*** Exercise data ***

PR #2394, opened 2021-05-18
ci: temporarily remove flaky tests

hkang1:
## Checklist

### DIFF
--- a/webui/tests/specs/02-experiments.spec
+++ b/webui/tests/specs/02-experiments.spec
@@ -24,13 +24,13 @@ Specification to test the experiment list page.
   |Kill               |false   |
 * Toggle all table row selection
 
-## Filter experiments by archived
+// ## Filter experiments by archived
 
-* Scroll table to the "right"
-* Filter table header "Archived" with option "Archived"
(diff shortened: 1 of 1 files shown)


shiyuann (approved):

webui/tests/specs/02-experiments.spec
```diff
@@ -24,13 +24,13 @@ Specification to test the experiment list page.
   |Kill               |false   |
 * Toggle all table row selection
 
-## Filter experiments by archived
+// ## Filter experiments by archived
```
RehanSD, line 27: Is there a reason we are using `//` instead of `#`?

RehanSD (commented):
Looks good to me! Left one quick clarification question, but other than that I think it can be merged!

webui/tests/specs/02-experiments.spec
hkang1: for gauge tests, it uses a special markdown and `#` is treated as a title/section

RehanSD: Thank you!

*** End of Exercise data ***

** What is being asked **
Among the lines above, which ones include the word "table"? Copy them.

** Expected answer **
 * Toggle all table row selection
-* Scroll table to the "right"
-* Filter table header "Archived" with option "Archived"
 * Toggle all table row selection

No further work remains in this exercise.